= Sally Sallies Forth =

1928 film

Sally Sallies Forth is a 1928 silent British one-reeler black and white film, with a rare all female cast and crew. It was written and directed by Frances Lascot and filmed and edited by Ivy A. Low. It should not be confused with the 1933 British film of the same name.

Usually described as "amateur" as neither the director nor actors were paid (despite claiming an "all-star cast") and it was never on general release, it is nevertheless an important milestone in female film-making.

==Plot==
Sally is sent out by her mother with a bag of laundry to deliver to a customer. En route a chauffeur-driven car enters the gateway of a large house and she looks in. They spot her and as it happens they need a maid for a day and ask her to help.
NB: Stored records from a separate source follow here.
PR #1825, opened 2025-01-12
GSYE-839: Corrected savings calculation, taking into account by inclu…

spyrostz:
…ding the savings from the revenue in addition to the savings from buying energy from community. Corrected the default grid fee reduction value to be 1, so that intracommunity trading does not include any grid fees by default.

## Proposed changes

-

### DIFF
--- a/src/gsy_e/models/area/scm_dataclasses.py
+++ b/src/gsy_e/models/area/scm_dataclasses.py
@@ -385,8 +385,6 @@ class AreaEnergyBills:  # pylint: disable=too-many-instance-attributes
             {
                 "fees": self.energy_rates.area_fees.prices_as_dict(),
                 "savings": self.savings,
-                "savings_from_sell_to_community": self.savings_from_sell_to_community,
-                "savings_from_buy_from_community": self.savings_from_buy_from_community,
                 "savings_percent": self.savings_percent,
                 "energy_benchmark": self.energy_benchmark,
                 "home_balance_kWh": self.home_balance_kWh,
--- a/src/gsy_e/models/area/scm_dataclasses.py
+++ b/src/gsy_e/models/area/scm_dataclasses.py
@@ -278,7 +278,7 @@ class AreaFees:
 
     grid_import_fee_const: float = 0.0
     grid_export_fee_const: float = 0.0
-    grid_fees_reduction: float = 0.0
+    grid_fees_reduction: float = 1.0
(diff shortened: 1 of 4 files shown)


src/gsy_e/models/area/scm_dataclasses.py
```diff
@@ -278,7 +278,7 @@ class AreaFees:
 
     grid_import_fee_const: float = 0.0
     grid_export_fee_const: float = 0.0
-    grid_fees_reduction: float = 0.0
+    grid_fees_reduction: float = 1.0
```
hannesdiedrich, line 281: 👍

src/gsy_e/models/area/scm_dataclasses.py
```diff
@@ -539,14 +557,17 @@ class AreaEnergyBillsWithoutSurplusTrade(AreaEnergyBills):
     """Dedicated AreaEnergyBills class, specific for the non-suplus trade SCM."""
```
hannesdiedrich, line 557:
```suggestion
    """Dedicated AreaEnergyBills class, specific for the non-surplus trade SCM."""
```

src/gsy_e/models/area/scm_manager.py
```diff
@@ -299,7 +300,15 @@ def community_bills(self) -> Dict:
...
 
-        return community_bills.to_dict()
+            savings_from_buy_from_community += data.savings_from_buy_from_community
+            savings_from_sell_to_community += data.savings_from_sell_to_community
+            savings += data.savings
+
+        comm_bills = community_bills.to_dict()
+        comm_bills["savings"] = savings
+        comm_bills["savings_from_buy_from_community"] = savings_from_buy_from_community
+        comm_bills["savings_from_sell_to_community"] = savings_from_sell_to_community
```
hannesdiedrich, line 310: So you decided to export all of them, even though the "savings" already include the other two for the "normal" AreaEnergyBills ?
I guess this is in order not to break the existing workflow, right? However, I do not see the last two begin used on the gsy-web. Can you please point me to them?

hannesdiedrich (approved):
LGTM, only left some minor comments

src/gsy_e/models/area/scm_manager.py
spyrostz: I was actually thinking to save these in the DB for debugging purposes, but later on I figured out that it is probably an overkill to maintain them just for debugging. Will remove these both from here and from the gsy-framework, thanks for catching this!

PR #1826, opened 2025-01-14
GSYE-835: Adapt TankEnergyParameters.get_min_energy_consumption so th…

hannesdiedrich:
…e storage temperature can drop to its mininum

## Proposed changes

-


spyrostz (approved):
LGTM, however this does not handle the unmatched heatpump demand if I recall this feature correctly. Frankly I was never too much of a fan of this feature and I do not mind skipping its implementation, just asking to have the full picture here.

hannesdiedrich:
> LGTM, however this does not handle the unmatched heatpump demand if I recall this feature correctly. Frankly I was never too much of a fan of this feature and I do not mind skipping its implementation, just asking to have the full picture here.

AFAIS, the implementation of the unmatched demand is not influenced by this change.
https://github.com/gridsingularity/gsy-e/blob/b9f5e655218e4af5c5eb635e94695a0891942f72/src/gsy_e/models/strategy/energy_parameters/heatpump/tank.py#L89
It depends on the `get_temp_increase_K` which in turn depends on the traded energy. 

In this PR we only change the value of the bid energy, so before trading.

spyrostz:
> > LGTM, however this does not handle the unmatched heatpump demand if I recall this feature correctly. Frankly I was never too much of a fan of this feature and I do not mind skipping its implementation, just asking to have the full picture here.
> 
> AFAIS, the implementation of the unmatched demand is not influenced by this change.
> 
> https://github.com/gridsingularity/gsy-e/blob/b9f5e655218e4af5c5eb635e94695a0891942f72/src/gsy_e/models/strategy/energy_parameters/heatpump/tank.py#L89
> 
> 
> It depends on the `get_temp_increase_K` which in turn depends on the traded energy.
> In this PR we only change the value of the bid energy, so before trading.

Got it and thanks for the clarification!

They are having a small garden party. The guests arrive one by one and are invited in by Sally and shown to the garden, which backs onto open countryside. The guests try to educate Sally in their specialties, including dancing, singing, posing for a drawing, and smoking a pipe. Sally fails comically at all of them and goes home exhausted by the experience.

==Cast==
see

- Sally - Sadie Andrews
- Sally's Mum - Nan Kearns
- Chauffeuse - Frances Lascot
- Mrs Bond-Regent, the Lady of the House - Margaret Leslie
- Miss C H Elsea - Sylvia Cole
- Angela Scales - Iris Campbell
- Flossie Footlight, the actress - Nora Pfeil
- Claudia Woodby-Mannish, the tomboy - Hylde Rodgers
- Primrose Spring - Fancy Larkins

==Public Broadcast==

The film began to be publicly broadcast by Talking Pictures TV on 4 August 2020.